Course of cerebral amyloid angiopathy–related inflammation

C. Kinnecom, MS, M. H. Lev, MD, L. Wendell, MS, E. E. Smith, MD, J. Rosand, MD, MSc, M. P. Frosch, MD, PhD and S. M. Greenberg, MD, PhD

From the Hemorrhagic Stroke Research Program (C.K., L.W., E.E.S., J.R., S.M.G.), Department of Neurology, Department of Radiology (M.H.L.), and C.S. Kubik Laboratory of Neuropathology (M.P.F.), Massachusetts General Hospital, Boston.

Address correspondence and reprint requests to Dr Greenberg, MGH Stroke Research Center, 55 Fruit St., CPZ 175, Suite 300, Boston, MA 02114 sgreenberg{at}partners.org

Background: A subset of patients with cerebral amyloid angiopathy (CAA) present with cognitive symptoms, seizures, headaches, T2-hyperintense MRI lesions, and neuropathologic evidence of CAA-associated vascular inflammation.

Objective: To analyze the risk factors, diagnostic characteristics, and long-term course of this disorder.
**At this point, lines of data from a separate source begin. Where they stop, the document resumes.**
PR #2266, opened 2023-04-12
Add docstring to action_check_bindings

darrenburns:
There was only one action without a docstring.

Also, proposing we remove `action_bang` as it's unused.

### DIFF
--- a/src/textual/app.py
+++ b/src/textual/app.py
@@ -2448,7 +2448,7 @@ class App(Generic[ReturnType], DOMNode):
         self._unregister(root)
 
     async def action_check_bindings(self, key: str) -> None:
-        """Handle a key press using the bindings system."""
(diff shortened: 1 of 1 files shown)


willmcgugan:
Feel free to remove action_bang

src/textual/app.py
```diff
@@ -2448,16 +2448,14 @@ async def _prune_node(self, root: Widget) -> None:
         self._unregister(root)
 
     async def action_check_bindings(self, key: str) -> None:
+        """Handle a key press using the bindings system."""
```
willmcgugan, line 2451: Could you look at the other actions in app. I've linked `actions` to the docs. I think we should follow this convention.

willmcgugan (approved):

PR #2274, opened 2023-04-12
Fix issue with tabbed content underline

### LINKED ISSUE #2229: It's possible to somehow break the working of `TabbedContent`
This one isn't exactly easy to explain, but hopefully easy to see and recreate with the following code (which is a distilled version of what I'm doing in a bigger application, where I found it).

Methods: We assessed 14 consecutive patients with pathologically diagnosed CAA-related inflammation, 12 with available neuroimaging and follow-up data. Patients were evaluated for MRI appearance, APOE genotype, and clinical course over a 46.8 ± 29.1-month follow-up.

Results: Baseline MRI scans were characterized by asymmetric T2-hyperintense lesions extending to the subcortical white matter and occasionally the overlying gray matter, with signal properties suggesting vasogenic edema. Subjects could be divided into three groups based on response to immunosuppressive treatment: monophasic improvement (7/12), initial improvement followed by symptomatic relapse (3/12), and no evident response to treatment (2/12). The volume of MRI hyperintensities correlated with the severity of clinical symptoms. One patient experienced symptomatic intracerebral hemorrhage within a region of recurrent MRI hyperintensity. The APOE {varepsilon}4/{varepsilon}4 genotype was strongly associated with CAA-related inflammation, present in 76.9% (10/13) of subjects vs 5.1% (2/39) with symptomatic but noninflammatory CAA (p < 0.0001).

Conclusion: Cerebral amyloid angiopathy–related inflammation represents a clinically, pathologically, radiographically, and genetically distinct disease subtype with implications for clinical practice and ongoing immunotherapeutic approaches to Alzheimer disease.


Received September 7, 2006. Accepted in final form December 22, 2006.

Disclosure: The authors report no conflicts of interest.